Since you don't know the current this motor will take under this condition - it very well may be larger than what your meter can handle (most meters can only handle 10-15, maybe 20 amps for very brief periods - under a couple of seconds - at least via the leads; those with clamp-on current measuring can sustain much larger currents of course). So - if you are running the current through those leads with the meter inline - and the current needed is larger than what the meter can handle, then pop goes the weasel and you're out a meter.
By using a shunt, you are only limited by the maximum amount of voltage the meter can show, and since you are actually measure the voltage drop across the resistor, then as long as your meter can show you the supply voltage, it will work to show you the lesser voltage.
All of that said - a pony brake on a motor can be a bad thing - if things are mounted very solidly (or you misjudge the power of the motor) - you can have a dangerous situation on your hands. If the shaft is locked solid, and you power the motor for more than a second (and maybe even less!) - you can end up with a blown or damaged motor, power supply, or maybe even a fire situation (which is why it is better to allow some shaft slippage if possible, then add on a percentage). Suffice to say, also, that you can't measure a gear-motor this way - only the base motor - because in a gear motor, you can easily break gears and whatnot under such a stall condition (I did this once with a Pittman gear motor accidentally - which is how I came to know that my part number wasn't standard - and I did get in contact with a local sales rep - but they wanted to sell me a minimum of 50 of those steel gears at $7.00 each - for a motor I had paid $10.00 for as surplus).

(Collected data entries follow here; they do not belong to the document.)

PR #2462, opened 2026-07-15
fix: honor worker stop while a session poller waits for a token

### LINKED ISSUE #2461: session worker Stop() hangs + leaks poller when at max session capacity
## Expected Behavior

`worker.Stop()` returns promptly and does not leak goroutines, including for a session worker that is at its `MaxConcurrentSessionExecutionSize` when it is stopped.

## Actual Behavior

Stop a session worker while every session slot is in use and it blocks for the full `WorkerStopTimeout`, logs `"Worker graceful stop timed out"`, and leaves the session creation poller running.

To be precise about severity: the leaked poller (and the worker slot it holds) is unconditional, but the blocking is bounded by `WorkerStopTimeout`, which defaults to 0. At the default, `Stop()` returns immediately; it still logs the spurious timeout and still leaks the poller. The multi-second block appears once a stop timeout is configured, which workers do so in-flight activities can drain.

The creation poller reserves a slot and then waits for a free session token before it polls. That wait is a `sync.Cond` ([`waitForAvailableToken`, `internal/session.go`](https://github.com/temporalio/sdk-go/blob/52a0ffa3d2f302fc86ba781ee1d0a6d8b8c2d1f3/internal/session.go#L508-L514)):

```go
func (t *sessionTokenBucket) waitForAvailableToken() {
    t.L.Lock()
    defer t.L.Unlock()
    for t.availableToken == 0 {
        t.Wait()
    }
}
```

The Cond is only signalled when a session finishes ([`addToken`](https://github.com/temporalio/sdk-go/blob/52a0ffa3d2f302fc86ba781ee1d0a6d8b8c2d1f3/internal/session.go#L516-L520)). At capacity `availableToken` is 0, so the poller parks in `t.Wait()`. [`Stop()`](https://github.com/temporalio/sdk-go/blob/52a0ffa3d2f302fc86ba781ee1d0a6d8b8c2d1f3/internal/internal_worker_base.go#L888) closes the poller's stop channel but never touches this Cond, and the poller goroutine is exactly the one `Stop()` is waiting on (it holds a `stopWG.Done`), so `awaitWaitGroup` runs out its timeout and the goroutine lingers until a session completes, which during shutdown it will not.

Drain the token bucket so the creation poller parks in the token wait, then time how long `Stop()` takes. On `main` it blocks for the whole `stopTimeout`; a poller that honored the stop lets `Stop()` return at once.

The test drops into `internal/internal_worker_base_test.go` and reuses the helpers already there (`newBaseWorker`, `newBlockingProbeTaskPoller`, `noopTaskProcessor`); the only new piece is a slot supplier that signals once the poller holds a permit and is committed to the token wait.

<details>
<summary>test</summary>

```go
// signals once the poller holds a permit and is about to wait for a session token
type signalOnReserveSlotSupplier struct{ reserved chan struct{} }

func (s *signalOnReserveSlotSupplier) ReserveSlot(ctx context.Context, _ SlotReservationInfo) (*SlotPermit, error) {
	select {
	case <-ctx.Done():
		return nil, ctx.Err()
	default:
	}
	select {
	case s.reserved <- struct{}{}:
	default:
	}
	return &SlotPermit{}, nil
}

func (s *signalOnReserveSlotSupplier) TryReserveSlot(SlotReservationInfo) *SlotPermit {
	return &SlotPermit{}
}

func (s *signalOnReserveSlotSupplier) MarkSlotUsed(SlotMarkUsedInfo) {}

func (s *signalOnReserveSlotSupplier) ReleaseSlot(SlotReleaseInfo) {}

func (s *signalOnReserveSlotSupplier) MaxSlots() int { return 0 }

func TestSessionTokenWaitHonorsStop(t *testing.T) {
	bucket := newSessionTokenBucket(1)
	require.True(t, bucket.getToken(), "drain the only token so the poller parks in the token wait")

	reserved := make(chan struct{}, 1)
	tp := newBlockingProbeTaskPoller()
	defer tp.Close()

	bw := newBaseWorker(baseWorkerOptions{
		slotSupplier:     &signalOnReserveSlotSupplier{reserved: reserved},
		maxTaskPerSecond: 1000,
		taskPollers: []scalableTaskPoller{
			{taskPollerType: "test", pollerCount: 1, taskPoller: tp},
		},
		taskProcessor:      noopTaskProcessor{},
		workerType:         "SessionTokenStopTest",
		logger:             ilog.NewNopLogger(),
		stopTimeout:        5 * time.Second,
		metricsHandler:     metrics.NopHandler,
		sessionTokenBucket: bucket,
	})

	bw.Start()
	<-reserved // the poller holds a permit and is committed to the token wait

	start := time.Now()
	bw.Stop()
	require.Less(
		t,
		time.Since(start),
		time.Second,
		"Stop() should wake a poller waiting for a session token, not block for the full stopTimeout",
	)
}
```

</details>

On `main` this fails every time: `Stop()` takes the full 5s stop timeout instead of returning at once.

## Question

I came across this reading the poller code, not from a production incident, so I would like a sanity check before turning it into a PR. Is the session creation poller supposed to ignore `Stop()` while it waits for a token, or is this just an oversight? I assumed the latter, since the neighbouring waits on this path (the resource tuner, and `FixedSizeSlotSupplier` via the semaphore) all take a context and bail out on cancel.

If it is worth fixing, the change I have in mind is small: give the token bucket a closed state that `Stop()` sets, have `waitForAvailableToken` wake and return once it is closed instead of parking forever, so the poller exits. A `sync.Cond` wait can only be broken by broadcasting and re-checking the predicate, so the stop state has to live where the waiter reads it under the lock. It is additive: the flag defaults off, the token accounting (`getToken`/`addToken`) does not read it, and the bucket is per worker, so nothing else changes. That is what the test above exercises, and it passes with that change. Happy to send it, or to drop this if I have misread how sessions shut down.

## Specifications

- Version: `main` (post-1.46.0). The relevant code looks unchanged for a long time.
- Platform: macOS (arm64), go1.25. Nothing platform-specific about it.

ridwanakf:
Opening this proactively with a fix, on the assumption that this is an unintended shutdown hang rather than designed behavior. If sessions are meant to drain before the worker stops, or I have misread the shutdown path, I am happy to close it.

### What

Stopping a session worker while it is at `MaxConcurrentSessionExecutionSize` blocks for the full `WorkerStopTimeout` and leaks the session creation poller. (`WorkerStopTimeout` defaults to 0, so at the default `Stop()` returns at once and only leaks; the block is real once a stop timeout is configured.)

The creation poller reserves a slot and then waits for a free session token before polling. That wait is a `sync.Cond` with no stop awareness ([`waitForAvailableToken`, `internal/session.go`](https://github.com/temporalio/sdk-go/blob/52a0ffa3d2f302fc86ba781ee1d0a6d8b8c2d1f3/internal/session.go#L508-L514)):

```go
func (t *sessionTokenBucket) waitForAvailableToken() {
    t.L.Lock()
    defer t.L.Unlock()
    for t.availableToken == 0 {
        t.Wait()
    }
}
```

The Cond is only signalled when a session finishes ([`addToken`](https://github.com/temporalio/sdk-go/blob/52a0ffa3d2f302fc86ba781ee1d0a6d8b8c2d1f3/internal/session.go#L516-L520)). At capacity `availableToken` is 0, so the poller parks in `t.Wait()`. [`Stop()`](https://github.com/temporalio/sdk-go/blob/52a0ffa3d2f302fc86ba781ee1d0a6d8b8c2d1f3/internal/internal_worker_base.go#L888) closes the poller's stop channel but never touches this Cond, and that goroutine is the one `Stop()` waits on, so `awaitWaitGroup` times out (`"Worker graceful stop timed out"`) and the poller lingers until a session completes, which during shutdown it will not.

### Why

Fixes #2461.

The other waits on this path already honor the stop signal (`FixedSizeSlotSupplier` via the semaphore's context, and the resource tuner's `ReserveSlot`), so the session token wait looks like an oversight rather than an intentional block.

On the new `closed` field: a `sync.Cond` wait can only be interrupted by broadcasting and having the waiter re-check its predicate; there is no channel or context to select on. So the stop state has to be readable by the waiter under the same lock, and a bool on the bucket is the minimal place for it. It is additive and does not change existing behavior: it defaults to `false`; `getToken` and `addToken` (the accounting behind `CreateSession` and `CompleteSession`) never read it; and the bucket is built once per session worker and is never reused across a restart (a stopped worker cannot be started again), so `close()` only affects a poller currently parked in the wait.

### Changes

- `internal/session.go`: the bucket gains a `closed` flag that its own predicate honors, so `waitForAvailableToken` returns `true` when a token is free and `false` once the bucket is closed. A new `close` method sets the flag and broadcasts the Cond. The stop condition lives in the bucket, not in a channel threaded through the wait, and the loop stays the standard Cond form.
- `internal/internal_worker_base.go`: the two pollers that wait for a token return when it reports the bucket closed; `Stop()` calls `bucket.close()` after closing the worker stop channel.
- `internal/internal_worker_base_test.go`: a regression test (`TestStopReturnsPromptlyWithPollerAwaitingSessionToken`) next to the existing worker-shutdown tests. It drains the token bucket so the creation poller parks in the token wait, then asserts `Stop()` returns well under the stop timeout. Fails on `main` (Stop blocks the full timeout), passes with this change.
- `CHANGELOG.md`: entry under `## [Unreleased]` → `### Fixed`.

### Testing

- `cd internal/cmd/build && go run . check` clean.
- Regression test verified red on `main`, green with the change, `-race`. Worker, session, and poller suites still pass under `-race`.

### DIFF
--- a/internal/internal_worker_base.go
+++ b/internal/internal_worker_base.go
@@ -532,8 +532,8 @@ func (bw *baseWorker) runPoller(taskWorker scalableTaskPoller) {
 				}
 				continue
 			}
-			if bw.sessionTokenBucket != nil {
-				bw.sessionTokenBucket.waitForAvailableToken()
+			if bw.sessionTokenBucket != nil && !bw.sessionTokenBucket.waitForAvailableToken() {
+				return
 			}
 			if bw.pollerBalancer != nil {
 				bw.pollerBalancer.incrementPoller(taskWorker.taskPollerType)
@@ -597,8 +597,8 @@ func (bw *baseWorker) runAutoscalingPoller(taskWorker scalableTaskPoller) {
 			continue
 		}
 
-		if bw.sessionTokenBucket != nil {
-			bw.sessionTokenBucket.waitForAvailableToken()
+		if bw.sessionTokenBucket != nil && !bw.sessionTokenBucket.waitForAvailableToken() {
+			return
 		}
 		if bw.pollerBalancer != nil {
 			bw.pollerBalancer.incrementPoller(taskWorker.taskPollerType)
@@ -905,6 +905,9 @@ func (bw *baseWorker) Stop() {
 	}
 	close(bw.stopCh)
 	bw.limiterContextCancel()
+	if bw.sessionTokenBucket != nil {
+		bw.sessionTokenBucket.close()
+	}
 
 	// Wait for pollers, task dispatch, and task processing to complete, or until stopTimeout elapses.
 	// The task dispatcher drains taskQueueCh after the closer goroutine
--- a/internal/internal_worker_base.go
+++ b/internal/internal_worker_base.go
@@ -533,6 +533,7 @@ func (bw *baseWorker) runPoller(taskWorker scalableTaskPoller) {
 				continue
 			}
 			if bw.sessionTokenBucket != nil && !bw.sessionTokenBucket.waitForAvailableToken() {
+				bw.releaseSlot(permit, SlotReleaseReasonUnused)
 				return
 			}
 			if bw.pollerBalancer != nil {
@@ -598,6 +599,8 @@ func (bw *baseWorker) runAutoscalingPoller(taskWorker scalableTaskPoller) {
 		}
 
 		if bw.sessionTokenBucket != nil && !bw.sessionTokenBucket.waitForAvailableToken() {
+			bw.releaseSlot(permit, SlotReleaseReasonUnused)
+			releaseActive()
 			return
 		}
 		if bw.pollerBalancer != nil {
--- a/internal/internal_worker_base_test.go
+++ b/internal/internal_worker_base_test.go
@@ -1228,3 +1228,60 @@ func (s *ScalableTaskPollerSuite) TestNewScalableTaskPollerAllTypes() {
 		})
 	}
 }
+
+// signalOnReserveSlotSupplier grants a permit and signals once, so a test can tell the poller has a
+// permit and is committed to the session-token wait before it calls Stop().
+type signalOnReserveSlotSupplier struct{ reserved chan struct{} }
+
+func (s *signalOnReserveSlotSupplier) ReserveSlot(ctx context.Context, _ SlotReservationInfo) (*SlotPermit, error) {
+	select {
+	case <-ctx.Done():
+		return nil, ctx.Err()
+	default:
+	}
+	select {
+	case s.reserved <- struct{}{}:
+	default:
+	}
+	return &SlotPermit{}, nil
+}
+func (s *signalOnReserveSlotSupplier) TryReserveSlot(SlotReservationInfo) *SlotPermit {
+	return &SlotPermit{}
+}
+func (s *signalOnReserveSlotSupplier) MarkSlotUsed(SlotMarkUsedInfo) {}
+func (s *signalOnReserveSlotSupplier) ReleaseSlot(SlotReleaseInfo)   {}
+func (s *signalOnReserveSlotSupplier) MaxSlots() int                 { return 0 }
+
+// TestStopReturnsPromptlyWithPollerAwaitingSessionToken covers a session worker at its maximum session
+// count: the creation poller parks in sessionTokenBucket.waitForAvailableToken. Stop() must wake it,
+// rather than block for the whole stopTimeout while the poller goroutine leaks.
+func TestStopReturnsPromptlyWithPollerAwaitingSessionToken(t *testing.T) {
+	bucket := newSessionTokenBucket(1)
+	require.True(t, bucket.getToken(), "drain the only token so the poller parks in the token wait")
+
+	reserved := make(chan struct{}, 1)
+	tp := newBlockingProbeTaskPoller()
+	defer tp.Close()
+
+	bw := newBaseWorker(baseWorkerOptions{
+		slotSupplier:     &signalOnReserveSlotSupplier{reserved: reserved},
+		maxTaskPerSecond: 1000,
+		taskPollers: []scalableTaskPoller{
+			{taskPollerType: "test", pollerCount: 1, taskPoller: tp},
+		},
+		taskProcessor:      noopTaskProcessor{},
+		workerType:         "SessionTokenStopTest",
+		logger:             ilog.NewNopLogger(),
+		stopTimeout:        5 * time.Second,
+		metricsHandler:     metrics.NopHandler,
+		sessionTokenBucket: bucket,
+	})
+
+	bw.Start()
+	<-reserved // the poller holds a permit and is committed to the token wait
+
+	start := time.Now()
+	bw.Stop()
+	require.Less(t, time.Since(start), time.Second,
+		"Stop() should wake a poller waiting for a session token, not block for the full stopTimeout")
+}
--- a/internal/internal_worker_base_test.go
+++ b/internal/internal_worker_base_test.go
@@ -1229,42 +1229,59 @@ func (s *ScalableTaskPollerSuite) TestNewScalableTaskPollerAllTypes() {
 	}
 }
 
-// signalOnReserveSlotSupplier grants a permit and signals once, so a test can tell the poller has a
-// permit and is committed to the session-token wait before it calls Stop().
-type signalOnReserveSlotSupplier struct{ reserved chan struct{} }
+// sessionTokenWaitProbe is a token bucket lock that reports the first entry into
+// waitForAvailableToken. Entry is the signal a test needs: the poller holds this lock from there
+// until Cond.Wait parks it, and close() takes the same lock, so a Stop() beginning after the signal
+// cannot overtake the waiter.
+type sessionTokenWaitProbe struct {
+	sync.Mutex
+	entered chan struct{}
+	once    sync.Once
+}
 
-func (s *signalOnReserveSlotSupplier) ReserveSlot(ctx context.Context, _ SlotReservationInfo) (*SlotPermit, error) {
+func (p *sessionTokenWaitProbe) Lock() {
+	p.Mutex.Lock()
+	p.once.Do(func() { close(p.entered) })
+}
+
+// releaseRecordingSlotSupplier records the reason each permit is released with.
+type releaseRecordingSlotSupplier struct{ released chan SlotReleaseReason }
+
+func (s *releaseRecordingSlotSupplier) ReserveSlot(ctx context.Context, _ SlotReservationInfo) (*SlotPermit, error) {
 	select {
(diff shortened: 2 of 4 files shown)


internal/internal_worker_base.go
```diff
@@ -518,8 +518,8 @@ func (bw *baseWorker) runPoller(taskWorker scalableTaskPoller) {
 				}
 				continue
 			}
-			if bw.sessionTokenBucket != nil {
-				bw.sessionTokenBucket.waitForAvailableToken()
+			if bw.sessionTokenBucket != nil && !bw.sessionTokenBucket.waitForAvailableToken() {
+				return
```
yuandrew, line 537: Receiving `permit` transfers ownership from `reserveSlotAsync` to this poller. Normally `pollTask` then releases it or transfers it with a dispatched task, but this new return happens before that handoff. Please release the permit with `SlotReleaseReasonUnused` before returning.

internal/internal_worker_base.go
```diff
@@ -583,8 +583,8 @@ func (bw *baseWorker) runAutoscalingPoller(taskWorker scalableTaskPoller) {
 			continue
 		}
 
-		if bw.sessionTokenBucket != nil {
-			bw.sessionTokenBucket.waitForAvailableToken()
+		if bw.sessionTokenBucket != nil && !bw.sessionTokenBucket.waitForAvailableToken() {
+			return
```
yuandrew, line 604: This return occurs after both `releaseActive` and `permit` have been acquired, but before the poll goroutine installs their cleanup defers. Please release the unused slot and call `releaseActive()` before returning.

internal/internal_worker_base_test.go
```diff
@@ -1199,3 +1199,60 @@ func (s *ScalableTaskPollerSuite) TestNewScalableTaskPollerAllTypes() {
...
+		taskProcessor:      noopTaskProcessor{},
+		workerType:         "SessionTokenStopTest",
+		logger:             ilog.NewNopLogger(),
+		stopTimeout:        5 * time.Second,
+		metricsHandler:     metrics.NopHandler,
+		sessionTokenBucket: bucket,
+	})
+
+	bw.Start()
+	<-reserved // the poller holds a permit and is committed to the token wait
```
yuandrew: Receiving `reserved` does not prove that the permit reached `runPoller` or that the poller entered `waitForAvailableToken`, because the signal is sent before `ReserveSlot` returns and before the unbuffered permit handoff. `Stop()` can therefore take the existing stop-channel path and let this test pass without exercising the bug. Please synchronize on entry into the actual token wait; that would also be a good place to assert the permit is released.

yuandrew (commented):
Thanks for finding this bug, a couple of comments for missing cleanup

ridwanakf:
> Thanks for finding this bug, a couple of comments for missing cleanup

thanks, will take a look at the comment and resolved it

internal/internal_worker_base.go
ridwanakf: Good catch, thanks. Fixed in c31b0cb9.

I'd missed that [`pollTask`'s defer](https://github.com/temporalio/sdk-go/blob/e47efb228346419536937b3ca78bf07bb67e9e03/internal/internal_worker_base.go#L801-L805) is the thing that actually hands the permit back, so my early return was the one path where nobody owned it. It releases with `SlotReleaseReasonUnused` before returning now, same as [what `reserveSlotAsync` does](https://github.com/temporalio/sdk-go/blob/e47efb228346419536937b3ca78bf07bb67e9e03/internal/internal_worker_base.go#L645) when its handoff gets cancelled.

The test asserts the release and the reason now, and it fails if I pull just that one line back out.

internal/internal_worker_base.go
ridwanakf: Yep, same thing here. Fixed in c31b0cb9: permit released with `SlotReleaseReasonUnused`, then `releaseActive()`, before the return. Lines up with the two exits already in that loop, the [stop channel one](https://github.com/temporalio/sdk-go/blob/e47efb228346419536937b3ca78bf07bb67e9e03/internal/internal_worker_base.go#L587) and the [nil permit one](https://github.com/temporalio/sdk-go/blob/e47efb228346419536937b3ca78bf07bb67e9e03/internal/internal_worker_base.go#L592).

One thing I should flag: sessions can't actually reach this path today, they run the simple maximum poller behaviour rather than the autoscaling one (CMIIW). I changed it anyway so the two loops dont drift apart, but happy to drop it if you'd rather keep the diff to the path that's reachable.

internal/internal_worker_base_test.go
ridwanakf: You're right, and it's worse than the test just being unproven: it passes on unfixed `main`.

I stuck a 50ms sleep between the `reserved` signal and the permit handoff, standing in for the scheduler simply not getting to the `reserveSlotAsync` goroutine yet, and ran the old test against unfixed `main`. 10 runs, 10 passes. The poller took the `<-bw.stopCh` branch every time and never went near the token wait. My comment on that helper claimed the signal proved the poller had a permit and was committed to the wait, and it doesn't prove either one.

Rewritten in c31b0cb9 to sync on the wait itself. The bucket's `sync.Cond` now sits on a lock that reports the first time it gets taken, and `waitForAvailableToken` takes that lock as its first statement, so the signal comes from the poller's own goroutine, after the permit handoff, with no branch left between the signal and the park. `close()` needs that same lock, so a `Stop()` starting after the signal can't get ahead of the waiter: it blocks until `Cond.Wait` drops the lock, and by then the waiter is queued so the `Broadcast` is guaranteed to reach it.

So it's deterministic now rather than probabilistic. Unfixed `main`: fails 5/5, each run burning the whole 5.00s stop timeout. With the fix: 20/20 under `-race`.

I also added the permit assertion you suggested to the same test. If I remove only the `releaseSlot` line it fails on that assertion in 0.00s while the promptness one still passes, so they're not covering for each other.

ridwanakf:
Hi @yuandrew, I've resolved your comments and feedbacks under c31b0cb9. Had rebased to `main` branch as well.

All three are addressed: the permit gets released on the new stop path in both pollers, `releaseActive()` goes with it in the autoscaling loop, and the test syncs on entry into the token wait now instead of on slot reservation.

The test one is the one I'm glad you caught. The old version passed 10 out of 10 against unfixed `main` once I delayed the permit handoff, so it wasn't reliably exercising the bug at all. It fails 5 out of 5 there now, at the full stop timeout each run, and checks the permit release on the way out.

Please take another look! Thank you!

yuandrew (approved):

yuandrew:
Thanks for the contribution!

So - there are other ways to measure the stall current - some indirect, and some relying on slightly specialized tools (like a way to sample and hold an initial measurement from startup of the motor - because a motor at rest is -at- stall current conditions, and so if you can measure that instantaneous application of current to the motor, you can get a good idea about the stall current needs). As you google, you will find out about some of these other methods - some of which can be easily done with motors at home - others you can't without spending more money than it is generally worth.
One other simple method I have head about to measure the current of an unknown motor, is to measure the resistance of the windings while rotating the shaft, noting the resistance values as they change, and getting an average (well, some say an average, others say take the lowest value) - then use that resistance measurement with your supplied voltage amount to calculate the current; I am not sure if this really works, or what current it is supposed to measure (running current, loaded current, or stall current - or something else).